Striding out across the flats, José told me about his life growing up in Inhambane. He pointed out his father’s fishing traps, and his grandfather’s; long lines of sticks planted in the mud in a soccer field sized V shape, ending in a small cylindrical reed trap of tightly packed sticks. The lines are positioned so that the fish, prawns and crabs are funneled into the small trap by the receding tide. Out towards the main flow of water, the lines of sticks grew thick. José was a chef at Land and Sea Lodge. He told me the best way to cook prawns and then step by step how to make his crab curry. He told me all about Pansy Island in the middle of the estuary way over there, and that next time we should take a dhow out to see it.

The four children hopped, skipped and jumped behind us, forever stopping and bending towards the living mud at their feet. Ring cowries with black lace mantles drew silver trails in the sand.
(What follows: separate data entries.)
PR #617, opened 2018-04-18
Adding a library that would pretty-print JSON and XML 

### LINKED ISSUE #398: Format messagebody for easier readability
When viewing the messagebody in ServicePulse it would be nice to have the option to turn on "pretty- print" for easier reading of the message. Should support both xml and json.

WojcikMike:
fix #398
Any other type will be presented as it is now


src/ServicePulse.Host/app/modules/shell/shell.js
```diff
@@ -19,4 +19,5 @@ require('bootstrap/dist/css/bootstrap.css');
 require('angularjs-toaster/toaster.css');
 require('animate.css/animate.css');
 require('ui-select/dist/select.css');
-require('./constant.moment');
\ No newline at end of file
+require('./constant.moment');
+require('expose-loader?vkbeautify!vkbeautify');
```
WilliamBZA: Isn't there maybe another prettifier library that works with modules correctly?

src/ServicePulse.Host/app/js/services/service.prettify.js
```diff
@@ -0,0 +1,40 @@
+; (function (window, angular, undefined) {
+    'use strict';
+
+    function service($jquery) {
+        
+        this.prettifyText = function (text) {
+            if ((typeof text === 'object' && text.constructor === Object) || isJSON(text) ) {
+                return vkbeautify.json(text);
```
WilliamBZA: Angular has a built in json filter

`<div>{{jsonvalue | json}}</div>`

So maybe we just need a library for xml?

WilliamBZA: Perhaps https://github.com/krtnio/angular-pretty-xml?

src/ServicePulse.Host/app/modules/shell/shell.js
WilliamBZA: Maybe https://github.com/krtnio/angular-pretty-xml works properly with modules?

src/ServicePulse.Host/app/js/views/message/controller.js
```diff
@@ -51,7 +52,7 @@
 
             if (!angular.isDefined(message.messageBody)) {
                 serviceControlService.getMessageBody(message.message_id).then(function (msg) {
-                    message.messageBody = msg.data;
+                    message.messageBody = prettifyService.prettifyText(msg.data);
```
WilliamBZA: does the `msg` object maybe have the `content-type` property on it that we can use to check if the object is json or xml? Thereby bypassing the `try...catch` logic.

src/ServicePulse.Host/app/js/services/service.prettify.js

Families of whelks created a huddle of four, bubbling black mud turned them into pirates. There was no end to the new and magical things that they could find.

We were heading towards a specific spot where I could see people working the shallows. As we approached, a long straight shallow structure materialised. A long low lying pier that struck out into the estuary extending the low tide mark and offering a solid structure for life to attach itself to.

Double and long spined urchins warned us off. Yellow, green, brown, red and grey beaded starfish lay scattered amongst the sea grass beds on either side. About a dozen men and women, half submerged, searched the shallows, around us. There was so much space out there that they barely marked our presence.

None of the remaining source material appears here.